I'm using the following regular expression

<a href="[^/]

to find all links which do not start with a slash. I want to use the result of this regex to replace all <a href="somelink.html"> tags with something like <a href="http://mysite.com/somelink.html"&gt;.

But the problem with my regular expression is that (in the above example) the string <a href="s gets replaced instead of <a href=".

How can I fix this regular expression to avoid including the last character in my match?

I'm using the .Net Regex library for this. Currently with the following code:

content = Regex.Replace(content, "(<a href=\")[^/]", "<a href=\"http://mysite.com/");

Maybe I should change something there? But I'd rather have a good regular expression if possible instead of starting to play around with SubString etc.

+2  A: 

Don't use regex to parse HTML. Use HTML Agility Pack. It will make your life easier.

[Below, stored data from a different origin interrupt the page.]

PR #186, opened 2018-08-30
Refactor CLI

### LINKED ISSUE #163: Running with no parameters outputs '### Performing 2nd pass...'
A couple of things here:

> C:\Users\mark\source\repos\Force.com-Toolkit-for-NET>csproj-to-2017

1. It outputs the message when it should just output the usage instructions or an error or something
2. It only sometimes outputs it, which makes me wonder if we need an extra flush or something

andrew-boyarshin:
* Separate worker logic into CommandLogic
* Separate worker logic into Evaluation, Migration and Analysis paths
* Replace CommandLine with Microsoft.DotNet.Cli.CommandLine
* Replace hacky ConsoleLogger with Serilog
* Fix all known CLI drawbacks

Fix #163


andrew-boyarshin:
Some troubles with `RestoreAdditionalSources` on AppVeyor, investigating...

Project2015To2017.Console/Project2015To2017.Console.csproj
```diff
@@ -15,22 +14,29 @@
...
+		</RestoreAdditionalProjectSources>
 	</PropertyGroup>
 
 	<PropertyGroup Condition="$(Pack) != 'true'">
 		<TargetFrameworks>net461;netcoreapp2.1</TargetFrameworks>
 	</PropertyGroup>
 
 	<PropertyGroup Condition="$(Pack) == 'true'">
-		<ToolCommandName>csproj-to-2017</ToolCommandName>
+		<ToolCommandName>dotnet-migrate-2017</ToolCommandName>
```
hvanbakel: I think we should be doing this in a new separate console project, I don’t want to kill the current CLI command because people might be upgrading and that’s very unexpected.

Project2015To2017.Console/ConsoleLogger.cs
```diff
@@ -1,302 +0,0 @@
...
-using Microsoft.Extensions.Logging.Console;
-using Microsoft.Extensions.Logging.Console.Internal;
-using System;
-using System.Runtime.InteropServices;
-using System.Text;
-
-namespace Project2015To2017.Console
-{
-
-	public class ConsoleLogger : ILogger
```
hvanbakel: I actually like that we’re getting rid of this one

Project2015To2017.Console/Project2015To2017.Console.csproj
andrew-boyarshin: And keep it with buggy CLI? If we define this to be 4.0.0 (I expected 3.0.0 - major version increase after this and a couple more PRs, not so early), we can introduce this breaking change and keep it this way (drop old CLI), but specify it in release notes (I mean, write real change notes that specify changes in behaviors and such).

andrew-boyarshin: I mean, no problem, easily done, but should we really keep old CLI?

andrew-boyarshin:
Done. @hvanbakel @mungojam ?

Project2015To2017.Console/Program.cs
```diff
@@ -23,6 +23,10 @@ private static void ConvertProject(Options options)
 			var convertedProjects = new List<Project>();
 
 			ILogger logger = new ConsoleLogger("console", (s, l) => l >= LogLevel.Information, true);
+
+			logger.LogWarning("csproj-to-2017 is deprecated and will be removed soon");
+			logger.LogInformation("Consider migrating to Project2015To2017.Migrate2017.Tool (dotnet migrate-2017)");
```
hvanbakel: Nice

hvanbakel:
The reason appveyor fails is that it doesn't know about your custom nuget source. I would update appveyor.yml on line 11 to have `nuget restore --source https://dotnetfeed.blob.core.windows.net/dotnet-core/index.json --source https://api.nuget.org/v3/index.json`

andrew-boyarshin:
@hvanbakel but it did work before. After I replaced `RestoreAdditionalSources` with `RestoreAdditionalProjectSources` in my 1st comment above it ran the full build successfully. Why not recognize the source now?

andrew-boyarshin:
And why not `dotnet restore` instead? That seems more modern.

hvanbakel:
I think at the time when this was created dotnet wasn't there yet.

As far as I know currently doing just dotnet build is sufficient, restore
is implied now. We could try that instead maybe that picks up the source.

andrew-boyarshin:
Yeah, but `dotnet restore` is still present for explicit package restore (e.g. for in CI environments). I'll try that.

andrew-boyarshin:
It worked! `dotnet restore` is the way to go.

hvanbakel:
I think this is good to go. The appveyor file is not entirely correct though (you swapped the name of the tools but didn't touch the keys. I can update that later.

PR #187, opened 2018-08-31
Fix for #173

hvanbakel:


hvanbakel:
For some weird reason I got a crash when building before. Maybe that was a typo... I don't know but it does work now.

andrew-boyarshin:
I already have (while GitHub is down). :)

If you insist on using regex, try a negative lookahead:

<a href="(?!/)
Mark Byers
Obligatory reference: http://stackoverflow.com/questions/1732454 :-P
Chris Jester-Young
A: 

If you have to use a regex, find a reference in the manual to look-ahead assertion, or equivalent. In Perl it is (?=pattern), so your patter becomes

  <a href="(?=[^/])

It will match if the pattern is followed by [^/], without including it in the match.